Welche Rolle kann die Kunst spielen, um den ökologischen, sozialen und kulturellen Herausforderungen zu begegnen? An einer Antwort versucht sich die Ausstellung „Assembling Grounds. Praktiken der Koexistenz“ im Karlsruher Zentrum für Kunst und Medien (ZKM), die von Samstag an zu sehen ist. Sie soll nach den Worten der Kuratorinnen Mira Hirtz und Daria Mille zeigen, wie Kunst dazu beitragen kann, dass die Erde ein lebenswerter Ort für Menschen, Tiere und Pflanzen bleibt.

Der Titel sei bewusst mehrdeutig gewählt, hieß es am Freitag bei der Vorstellung der Schau anlässlich ihrer Eröffnung. So stehe der Begriff „Grounds“ nicht nur für Boden oder Erde, sondern auch für „Grundlage“ oder „gemeinsamer Grund“. In der bis 31. Mai 2026 dauernden Schau befassen sich Künstlerinnen und Künstler aus Indien, Sri Lanka, Frankreich und Deutschland mit ökologischer Gerechtigkeit, einem Systemwandel der Gesellschaft und möglichen Formen planetarer Koexistenz.
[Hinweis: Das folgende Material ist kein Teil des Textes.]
PR #1255, opened 2023-06-03
Update process list on thread visibility toggling

### LINKED ISSUE #1254: CPU usage of some processes incorrectly reported as using 100% of all cores until refresh after pressing Shift+H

Die sozialen Lebensweisen von Termiten-, Bienen- und Ameisenvölkern dienen dem Künstler Maksud Ali Mondal als Inspiration für nachhaltige Architektur und Ernährung. Er wolle zeigen, wie „harmonisch Insekten zusammenleben“, trotz der gegenseitigen Abhängigkeit ihrer Mitglieder. Gegenseitige Einflussnahme und Abhängigkeit könnten auch Faktoren für soziale Stabilität und Widerstandsfähigkeit menschlicher Gesellschaften sein, erklärte Mondal.
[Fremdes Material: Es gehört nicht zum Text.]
PR #1257, opened 2023-06-05
Fix Linux running tasks count in the Tasks Meter, a recent regression

### LINKED ISSUE #1256: htop tip shows "0 running" processes in the task counter header
Tasks: 151, 1497 thr, 329 kthr; **0 running**
... regardless of how many processes are in **R** state

natoscott:
The recent split of machine-wide metric gathering from process metrics gathering introduced a regression in the Linux running task accounting. The way we extract this value from /proc/stat (which typically is used for machine-wide metrics) conspired with a now-incorrectly placed init- to-zero at the start of the per-process sampling, caused this value to always be zero by the time the Tasks Meter used it.

Fix this by making it much more clear that Linux has this special case handling of runningTasks.

Resolves #1256

### DIFF
--- a/linux/LinuxMachine.c
+++ b/linux/LinuxMachine.c
@@ -501,7 +501,7 @@ static void LinuxMachine_scanCPUTime(LinuxMachine* this) {
    char buffer[PROC_LINE_LENGTH + 1];
    while (fgets(buffer, sizeof(buffer), file)) {
       if (String_startsWith(buffer, "procs_running")) {
-         super->pl->runningTasks = strtoul(buffer + strlen("procs_running"), NULL, 10);
+         this->runningTasks = strtoul(buffer + strlen("procs_running"), NULL, 10);
          break;
       }
    }
--- a/linux/LinuxProcessList.c
+++ b/linux/LinuxProcessList.c
@@ -1312,6 +1312,9 @@ static bool LinuxProcessList_recurseProcTree(LinuxProcessList* this, openat_arg_
    const ScreenSettings* ss = settings->ss;
    const struct dirent* entry;
 
+   /* set runningTasks from /proc/stat (from Machine_scanCPUTime) */
+   pl->runningTasks = lhost->runningTasks;
+
 #ifdef HAVE_OPENAT
    int dirFd = openat(parentFd, dirname, O_RDONLY | O_DIRECTORY | O_NOFOLLOW);
    if (dirFd < 0)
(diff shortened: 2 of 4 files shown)


linux/LinuxProcessList.c
```diff
@@ -1312,6 +1312,9 @@ static bool LinuxProcessList_recurseProcTree(LinuxProcessList* this, openat_arg_
    const ScreenSettings* ss = settings->ss;
    const struct dirent* entry;
 
+   /* set runningTasks from /proc/stat (from Machine_scanCPUTime) */
+   pl->runningTasks = lhost->running;
+
```
BenBE, line 1317: With `ProcessList_goThroughEntries` being the entry point calling `LinuxProcessList_recurseProcTree` it would be better to place this initialization there, thus executing it only once (`PL_gTE` recurses, thus executing this code potentially multiple times; doesn't hurt, but isn't necessary either).

linux/LinuxMachine.c
```diff
@@ -501,7 +501,7 @@ static void LinuxMachine_scanCPUTime(LinuxMachine* this) {
    char buffer[PROC_LINE_LENGTH + 1];
    while (fgets(buffer, sizeof(buffer), file)) {
       if (String_startsWith(buffer, "procs_running")) {
-         super->pl->runningTasks = strtoul(buffer + strlen("procs_running"), NULL, 10);
+         this->running = strtoul(buffer + strlen("procs_running"), NULL, 10);
```
BenBE, line 504: `running` is too generic; maybe stick with `runningTasks`?

BenBE (commented):
Did you check this only affects Linux?

Darwin has the init-to-zero in `PL_gTE` too, which can be removed given it's already globally in `PL_scan`.

natoscott:
> Did you check this only affects Linux?

Yes, its definitely only Linux affected.

> Darwin has the init-to-zero in `PL_gTE` too, which can be removed given it's already globally in `PL_scan`.

Yep - I've added a followup cleanup commit for that.

linux/LinuxMachine.c
natoscott: Done.

linux/LinuxProcessList.c
natoscott: Hmm, maybe - I did prefer this location because it keeps the two matched comments about runningTasks in that same routine (the second is towards the end of the loop, where the runningTasks++ used to be, back in the day).

I don't think its a problem to execute an integer assignment multiple times, especially given everything else going on in that routine - better to keep the code intent clear and understandable IMO.

BenBE (approved):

Der Dokumentarfotograf Abhijit Patil thematisiert in seinem Werk „Life doesn’t grow in banks“ (Das Leben wächst nicht in Saatgutbanken) etwa die politische Dimension von Saatgut. Der Erhalt alter Pflanzensorten durch Saatgut sei nicht nur in Indien, sondern auch in Deutschland und Europa ein Thema. Er ist überzeugt: „Samen sind unsere Identität. Wenn wir die Vielfalt des Saatguts verlieren, verlieren wir auch die Vielfalt in unserer Gesellschaft.“

Angesichts des globalen Wettrüstens um die Nutzung Künstlicher Intelligenz und eines „neuen Tech-Imperialismus“ müsse ein Weg gefunden werden, um technologischen Fortschritt mit den ökologischen Bedürfnissen des Planeten in Einklang zu bringen, sagte Alistair Hudson, Wissenschaftlich-künstlerischer ZKM-Vorstand, im Vorfeld der Ausstellung. Dafür wolle das Museum unterschiedliche Stimmen zusammenbringen, um über „alternative Betriebssysteme für unsere Welt“ nachzudenken.
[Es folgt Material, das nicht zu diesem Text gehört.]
PR #1263, opened 2023-06-19
default color preset: use bold blue for better visibility

eworm-de:
This one for compressed zram was missing in
2ca75625ee5c2ac0ef1571e6918d7c94f3aa011c... Let's add it.


BenBE:
As far as I can see, this is only ever used for the meter, but not any numbers when printing (unless I'm missing something on first glance). For the normal meters the usual dark blue on black is fine, I guess …

eworm-de:
While this is more important for numbers I still think the visibility of meters can benefit here. Anyway, the best argument is consistency - all other meters do use bold blue instead of plain blue now.

PR #1305, opened 2023-09-23
Add recalculate to Ctrl-L refresh

### LINKED ISSUE #1304: feature request: key for rescan/recalculate
## Problem

Sometimes I need making rescan manually, for example when seeking for random popping processes, or when I know that some process currently doing really heavy job and I want to see how it's going more closely.

Previously I was abusing the fact that pressing `P` (sort by CPU usage) was doing rescan and I also feel comfortable with sorting by CPU usage. But starting from d83948ed09039864cdaf6066a1bd64476211ecaa this key stopped making full rescan.

(To be honest, I'm not sure this feature is really need. I mean, maybe I'm just got addicted to previous behavior. Hope someone will respond and we can discuss)

## Possible solutions

1. There is already key `Ctrl-L` which does force redraw (only). I suggest to make it full recalculate instead.
2. Add new key for recalculate, separate from `Ctrl-L`

fasterit:
Closes #1304

### DIFF
--- a/Action.c
+++ b/Action.c
@@ -619,7 +619,8 @@ static Htop_Reaction actionTag(State* st) {
 
 static Htop_Reaction actionRedraw(ATTR_UNUSED State* st) {
    clear();
-   return HTOP_REFRESH | HTOP_REDRAW_BAR;
+   // HTOP_RECALCULATE here to make Ctrl-L also refresh the data and not only redraw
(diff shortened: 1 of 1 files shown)


BenBE (approved):

natoscott (approved):
LGTM too.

Im Kubus vor dem Medienmuseum wächst ein Pflanzenwald. Die Installation „Phyto-Travellers“ der Argarwirtschaftlerin und Künstlerin Eva-Maria Lopez zeigt einen raumgreifenden Garten, der sich der Migationsgeschichte sogenannter Neophyten widmet. Das sind Pflanzen, die im Zuge kolonialer Expansion nach 1492 aus anderen Weltregionen eingeführt wurden. Statt ihre indigenen Namen zu behalten, seien sie neu benannt worden. Als Beispiel nannte Lopez die Kamelie. Sie stamme aus der Teefamilie und werde in Asien seit Jahrtausenden als Cha oder Chai bezeichnet.